Only lines holding the word "altogether" should be copied from the material.

*** Records to use Section Begins ***

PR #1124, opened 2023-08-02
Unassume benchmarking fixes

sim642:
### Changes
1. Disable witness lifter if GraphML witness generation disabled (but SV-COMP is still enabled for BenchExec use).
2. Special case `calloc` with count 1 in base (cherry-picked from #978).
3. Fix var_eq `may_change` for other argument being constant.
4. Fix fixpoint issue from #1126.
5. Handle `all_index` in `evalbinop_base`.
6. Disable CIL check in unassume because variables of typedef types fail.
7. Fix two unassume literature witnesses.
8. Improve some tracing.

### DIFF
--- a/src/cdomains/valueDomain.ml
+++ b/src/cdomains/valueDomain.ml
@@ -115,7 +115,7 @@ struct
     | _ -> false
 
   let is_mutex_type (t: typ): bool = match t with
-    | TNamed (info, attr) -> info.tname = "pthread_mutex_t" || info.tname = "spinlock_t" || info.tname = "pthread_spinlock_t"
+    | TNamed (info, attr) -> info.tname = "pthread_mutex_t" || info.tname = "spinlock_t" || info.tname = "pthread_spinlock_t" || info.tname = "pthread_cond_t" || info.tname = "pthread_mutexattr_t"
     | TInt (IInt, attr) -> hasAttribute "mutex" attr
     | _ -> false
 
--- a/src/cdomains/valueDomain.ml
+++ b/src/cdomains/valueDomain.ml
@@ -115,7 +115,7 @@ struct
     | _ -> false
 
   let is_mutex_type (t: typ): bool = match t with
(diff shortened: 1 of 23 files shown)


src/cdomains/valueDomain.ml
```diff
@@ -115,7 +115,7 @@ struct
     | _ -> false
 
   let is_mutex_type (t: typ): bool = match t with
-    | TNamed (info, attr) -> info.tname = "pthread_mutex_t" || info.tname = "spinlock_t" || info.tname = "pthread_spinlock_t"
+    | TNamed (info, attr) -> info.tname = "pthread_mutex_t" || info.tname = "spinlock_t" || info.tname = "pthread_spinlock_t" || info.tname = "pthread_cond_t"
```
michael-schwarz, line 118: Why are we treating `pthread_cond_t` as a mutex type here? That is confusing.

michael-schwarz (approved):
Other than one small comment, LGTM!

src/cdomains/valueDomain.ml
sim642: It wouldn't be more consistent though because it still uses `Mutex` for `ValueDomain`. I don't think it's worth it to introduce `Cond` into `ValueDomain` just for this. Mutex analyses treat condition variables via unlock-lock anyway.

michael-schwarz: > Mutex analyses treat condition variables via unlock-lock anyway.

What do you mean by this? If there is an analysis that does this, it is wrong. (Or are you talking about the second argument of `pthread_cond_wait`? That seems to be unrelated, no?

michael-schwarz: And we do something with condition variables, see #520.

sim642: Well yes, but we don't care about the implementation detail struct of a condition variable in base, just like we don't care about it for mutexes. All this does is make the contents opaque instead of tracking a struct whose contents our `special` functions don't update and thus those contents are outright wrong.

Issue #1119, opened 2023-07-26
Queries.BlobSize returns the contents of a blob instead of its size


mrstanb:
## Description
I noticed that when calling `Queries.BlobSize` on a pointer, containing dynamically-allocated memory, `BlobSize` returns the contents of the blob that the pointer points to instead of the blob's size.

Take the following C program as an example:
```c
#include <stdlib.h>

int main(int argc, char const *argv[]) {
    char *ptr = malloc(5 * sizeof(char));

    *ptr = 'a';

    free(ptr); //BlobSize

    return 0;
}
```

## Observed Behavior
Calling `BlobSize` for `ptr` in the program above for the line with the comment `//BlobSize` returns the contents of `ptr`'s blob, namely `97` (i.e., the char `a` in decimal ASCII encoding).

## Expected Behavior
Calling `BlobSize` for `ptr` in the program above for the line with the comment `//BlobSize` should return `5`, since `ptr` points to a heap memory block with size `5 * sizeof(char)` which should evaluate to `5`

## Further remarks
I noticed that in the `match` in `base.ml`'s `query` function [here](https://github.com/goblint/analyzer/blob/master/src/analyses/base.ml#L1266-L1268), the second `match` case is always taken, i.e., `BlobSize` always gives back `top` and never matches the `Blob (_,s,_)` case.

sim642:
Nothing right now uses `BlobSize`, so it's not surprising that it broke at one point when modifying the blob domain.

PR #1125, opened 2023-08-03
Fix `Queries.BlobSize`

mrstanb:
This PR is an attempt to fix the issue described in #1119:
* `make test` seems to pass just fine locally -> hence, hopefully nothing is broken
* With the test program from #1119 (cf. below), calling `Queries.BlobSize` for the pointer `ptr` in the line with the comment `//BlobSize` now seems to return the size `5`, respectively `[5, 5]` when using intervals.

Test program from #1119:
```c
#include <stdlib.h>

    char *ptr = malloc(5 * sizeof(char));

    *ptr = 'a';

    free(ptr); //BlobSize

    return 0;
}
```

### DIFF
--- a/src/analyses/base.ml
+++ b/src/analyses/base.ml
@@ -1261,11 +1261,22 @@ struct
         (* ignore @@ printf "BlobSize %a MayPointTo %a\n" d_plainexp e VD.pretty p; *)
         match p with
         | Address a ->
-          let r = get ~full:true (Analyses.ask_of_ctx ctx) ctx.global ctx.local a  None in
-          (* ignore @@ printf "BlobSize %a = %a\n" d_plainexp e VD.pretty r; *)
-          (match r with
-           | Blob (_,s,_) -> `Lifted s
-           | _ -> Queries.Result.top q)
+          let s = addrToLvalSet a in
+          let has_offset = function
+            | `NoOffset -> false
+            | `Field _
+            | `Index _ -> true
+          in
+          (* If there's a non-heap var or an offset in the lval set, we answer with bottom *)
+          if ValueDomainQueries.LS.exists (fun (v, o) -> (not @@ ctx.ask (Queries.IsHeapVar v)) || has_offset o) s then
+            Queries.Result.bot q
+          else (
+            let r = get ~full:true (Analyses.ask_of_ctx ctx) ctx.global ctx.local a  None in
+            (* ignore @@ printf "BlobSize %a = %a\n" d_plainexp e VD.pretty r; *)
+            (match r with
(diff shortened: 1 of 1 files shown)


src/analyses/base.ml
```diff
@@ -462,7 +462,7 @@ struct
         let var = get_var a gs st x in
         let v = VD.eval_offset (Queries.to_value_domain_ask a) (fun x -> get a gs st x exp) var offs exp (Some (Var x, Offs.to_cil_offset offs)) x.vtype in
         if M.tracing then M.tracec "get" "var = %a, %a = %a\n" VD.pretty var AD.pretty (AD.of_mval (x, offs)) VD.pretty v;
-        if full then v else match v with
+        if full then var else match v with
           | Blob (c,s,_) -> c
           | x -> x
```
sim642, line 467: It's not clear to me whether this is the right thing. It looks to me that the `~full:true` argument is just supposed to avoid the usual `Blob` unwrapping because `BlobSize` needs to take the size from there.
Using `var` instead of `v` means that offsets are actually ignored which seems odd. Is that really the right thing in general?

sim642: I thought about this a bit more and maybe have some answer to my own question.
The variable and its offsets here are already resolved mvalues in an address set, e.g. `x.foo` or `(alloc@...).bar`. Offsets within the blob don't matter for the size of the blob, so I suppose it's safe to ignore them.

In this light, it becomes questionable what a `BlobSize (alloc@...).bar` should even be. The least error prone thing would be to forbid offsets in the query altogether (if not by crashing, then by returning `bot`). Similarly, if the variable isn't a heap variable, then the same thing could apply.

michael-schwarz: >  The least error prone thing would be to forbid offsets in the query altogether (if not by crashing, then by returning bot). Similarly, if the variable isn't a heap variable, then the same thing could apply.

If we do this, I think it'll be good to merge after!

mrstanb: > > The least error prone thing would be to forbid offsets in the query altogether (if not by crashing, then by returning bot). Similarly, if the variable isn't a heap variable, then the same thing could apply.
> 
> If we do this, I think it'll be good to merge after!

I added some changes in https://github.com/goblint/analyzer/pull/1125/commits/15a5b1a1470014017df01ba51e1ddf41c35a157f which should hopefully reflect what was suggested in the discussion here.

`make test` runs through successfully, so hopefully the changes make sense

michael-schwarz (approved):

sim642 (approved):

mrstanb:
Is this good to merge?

*** Records to use Section Ends ***

Answer for the task:
In this light, it becomes questionable what a `BlobSize (alloc@...).bar` should even be. The least error prone thing would be to forbid offsets in the query altogether (if not by crashing, then by returning `bot`). Similarly, if the variable isn't a heap variable, then the same thing could apply.
michael-schwarz: >  The least error prone thing would be to forbid offsets in the query altogether (if not by crashing, then by returning bot). Similarly, if the variable isn't a heap variable, then the same thing could apply.
mrstanb: > > The least error prone thing would be to forbid offsets in the query altogether (if not by crashing, then by returning bot). Similarly, if the variable isn't a heap variable, then the same thing could apply.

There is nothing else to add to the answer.